You may be saying, "Oh wow, that's perfect!" And it could be perfect. I would say he is my "knight in shining armor", but I don't think my husband would like that very much. But I'm just one of many vying for one of his coveted tickets. I'll be sending him my post link for consideration. And then I'll be holding my breath until Saturday, when he makes his final decision.

So I'm hoping that Lawrence can be my "Simon Cowell" of American Idol. You know, the show that gives people a chance at fame? For those people that don't have "money to make money." They've just got the talent and the drive. Well, I think I've got the talent and the drive, I'm just lacking in the worldly aspect of moo-la. So please, hand me that ticket so I can run around, jumping up and down like an idiot. Because I will.

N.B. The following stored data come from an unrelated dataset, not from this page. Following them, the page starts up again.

Issue #3766, opened 2026-01-07
OIDC RP initiated logout: failed to logout from Keycloak due to missing id_token_hint in redirect URL


GrzegorzMika:
### What did you do?

1. Register Perses in Keycloak IDP
2. In Perses, enable the authentication via the OIDC provider pointing to the Keycloak instance with logout functionality enabled
3. Log in into the Perses instance via the Keycloak (works correctly)
4. Hit the logout button in Perses
5. User is correctly redirected to the Keycloak instance to terminate the session, but the Keycloak shows the error page with the error "Missing parameters: id_token_hint" (screen below) and the session in Keycloak is not terminated

<img width="793" height="517" alt="Image" src="https://github.com/user-attachments/assets/6ff413d7-afc9-4d46-a764-f81dd50cd2bf" />

### What did you expect to see?

Correct Keycloak screen allowing to terminate the Keycloak session 

<img width="793" height="517" alt="Image" src="https://github.com/user-attachments/assets/acab2c95-f603-45d7-947e-ded951c0121d" />

### System information

OS: Linux 6.8.0-90-generic x86_64, K8S: v1.34.1+rke2r1 

### Perses version

0.53.0-beta.4

### Perses configuration file

```yaml
security:
      encryption_key: <encryption key>
      authentication:
        access_token_ttl: 1m
        disable_sign_up: true
        providers:
          oidc:
          - client_id: perses
            issuer: <issuer address>
            name: Keycloak
            scopes:
            - email
            - openid
            - roles
            - profile
            slug_id: keycloak
            logout:
              enabled: true
```

### Logs

```text
No relevant logs
```

GrzegorzMika:
Per my discussion with @celian-garcia I can work on this. 

The solution would be to include the RP client id in the redirect URL to IDP instance

celian-garcia:
@GrzegorzMika thank you again, I'm closing the issue, since it's merged :)

PR #3767, opened 2026-01-07
[BUGFIX]: Add RP client_id to the redirect URL when logging out

GrzegorzMika:
[BUGFIX]: Add RP client_id to the redirect URL when logging out of the OIDC IDP

# Description

This PR enhances the RP-initiated logout process by appending the `client_id` to the URL when redirecting to the Identity Provider's (IDP) logout endpoint.

According to the OpenID Connect RP-Initiated Logout specification, when a `post_logout_redirect_uri` is provided, it is recommended to also include the `id_token_hint` (the ID Token previously issued by the OP). If providing the `id_token_hint` is not possible—as is the case in Perses where the original ID token is not retained for this step—the `client_id` can be passed as an alternative.

While the specification indicates that passing the `client_id` or `id_token_hint` is not strictly mandatory, certain IDPs (notably Keycloak) require at least one of these parameters to be present if a `post_logout_redirect_uri` is used. Without this, the logout process fails to correctly terminate the IDP's session.

Relates to [3766](https://github.com/perses/perses/issues/3766)

# Screenshots

No UI changes

# Checklist

## UI Changes

No UI changes

### DIFF
--- a/docs/concepts/authentication.md
+++ b/docs/concepts/authentication.md
@@ -58,8 +58,18 @@ security:
           client_id: "<secret>"
           client_secret: "<secret>"
           issuer: "https://login.microsoftonline.com/<tenant-id>/v2.0"
-          redirect_uri: "http://localhost:8080/api/auth/providers/oidc/azure/callback"
+          redirect_uri: "http://localhost:8080/api/auth/providers/oidc/msft/callback"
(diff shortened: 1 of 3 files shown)


GrzegorzMika:
@celian-garcia I'm glad I could contribute and I'm happy to help in the future:)

PR #3776, opened 2026-01-12
[ignore] Provide a lib to check the license header

Nexucis:
I have rewritten the way to check the license header in files.

This is an attempt to provide a common lib to check the license header across all repo under the Perses organisation.

As a side notes, you can notice the old script missed the file `Footer.tsx`.


scripts/check-license/check-license.go
```diff
@@ -0,0 +1,50 @@
...
+
+import (
+	"flag"
+
+	"github.com/perses/perses/scripts/pkg/license"
+)
+
+func main() {
+	l := &license.License{
+		ExcludedFiles:    []string{"migrate.cue"},
```
AntoineThebaud: I forgot to do this change earlier but actually since https://github.com/perses/perses/pull/2481 the migrate.cue files can (should) be included. AFAIS we already put the license header in them anyway so shouldnt trigger much errors.

jgbernalp:
Should we add it to perses common?

Nexucis:
> Should we add it to perses common?

well since it's more for scripting purpose, I have assumed we can keep it here. But it's maybe a false assumption.

scripts/check-license/check-license.go
Nexucis: done, I had to update some migration files that are in some test folders.

PR #4260, opened 2026-07-14
[BUGFIX] plugin: skip migrate.cue whose package is not migrate

anxkhn:
# Description

While loading plugin schemas, `internal/api/plugin/migrate/migrate.go` walks the
plugin tree and, for each `migrate` folder, checks that `migrate.cue` belongs to
the `migrate` package before loading it. Folders whose `migrate.cue` declares a
different package are meant to be skipped. That skip is currently unreachable
because the check is nested inside the error branch of the same `if`:

```go
if isMigrate, openFileErr := isPackageMigrate(migrateFilePath); openFileErr != nil {
    if openFileErr != nil {
        return openFileErr
    }
    if !isMigrate {
        return fs.SkipDir
    }
}
```

The outer condition only enters when `openFileErr != nil`, so `if !isMigrate {
return fs.SkipDir }` can never run. When `isPackageMigrate` returns `(false, nil)`
(a readable `migrate.cue` that simply declares another package), the folder is not
skipped and instead reaches `LoadMigrateSchema`, which fails with:

```
build constraints exclude all CUE files ...: package is <other>, want migrate
```

instead of being silently ignored as intended.

This restructures the guard so the open error is returned and the package
mismatch is otherwise handled via `else if`:

```go
if isMigrate, openFileErr := isPackageMigrate(migrateFilePath); openFileErr != nil {
    return openFileErr
} else if !isMigrate {
    return fs.SkipDir
}
```

A regression test (`TestLoadSkipsMigrateFolderWithWrongPackage`) loads a `migrate`
folder containing a `migrate.cue` with a mismatching package and asserts it is
skipped rather than producing an error.

The model schema loader (`internal/api/plugin/schema/schema.go`) had the identical
dead-guard shape; it was already restructured to the reachable form as part of the
recent "Exposing complete dashboard and plugin CUE schema endpoint" change (#4031),
but without a test covering the skip path. This adds
`TestSch_load_SkipsCueFileWithWrongPackage` there too, so the skip behavior stays
covered against a future regression.

No behavior changes for well-formed plugins: valid `migrate`/`model` packages load
exactly as before; only the intended skip of mismatching-package `.cue` files is
restored (migrate) and locked in with tests (both).

# Checklist

### DIFF
--- a/internal/api/plugin/migrate/migrate.go
+++ b/internal/api/plugin/migrate/migrate.go
@@ -79,12 +79,9 @@ func Load(pluginPath string, moduleSpec v1.ModuleSpec) ([]schema.LoadSchema, err
 		migrateFilePath := filepath.Join(currentPath, "migrate.cue")
 		// We are verifying if the package is a package migrate. Otherwise, we won't be able to use it.
 		if isMigrate, openFileErr := isPackageMigrate(migrateFilePath); openFileErr != nil {
-			if openFileErr != nil {
-				return openFileErr
-			}
-			if !isMigrate {
-				return fs.SkipDir
-			}
+			return openFileErr
+		} else if !isMigrate {
+			return fs.SkipDir
 		}
 
 		instance, schemaErr := LoadMigrateSchema(currentPath)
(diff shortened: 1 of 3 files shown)


Nexucis (approved):
thanks for the improvement and nice catch again !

Wednesday, February 3, 2010

Gifts

Photobucket He spits when he's happy. And next Thursday my little Zack will be 6 months old. What a blessing it is to have him in our lives. Five weeks before he was due, I contracted a serious (intensive care-type serious) pneumonia. After about 24 hours of fighting the breathing and contractions, I went to the doctor, who rushed me over to the hospital. After some tests and x-rays, my OB-GYN said I had the highest white blood cell count she had ever seen, and the radiologist had never seen pneumonia so bad. After they got my vitals stabilized, they couldn't stop the contractions, and we were to welcome our little baby into the world early. All we could do was hope that the pneumonia hadn't reached his little premature lungs. After he was born, the silent infant was handed directly over to the waiting nurses and neonatologist. I held him for about a minute before he was whisked away into the NICU. Whew! All this to say that we had a happy, healthy, 6 lb. 1 oz. baby boy. The hardest part was picking out a name, since we thought we had 5 more weeks to decide. And after 7 days at the hospital, we were able to welcome him into our home. (Only to move two weeks later!) And although our nights are often still sleepless, and both my husband and I are suffering from dizzy-spells brought on my exhaustion, there isn't anywhere I'd rather be or anyone I'd rather be with. What an angel!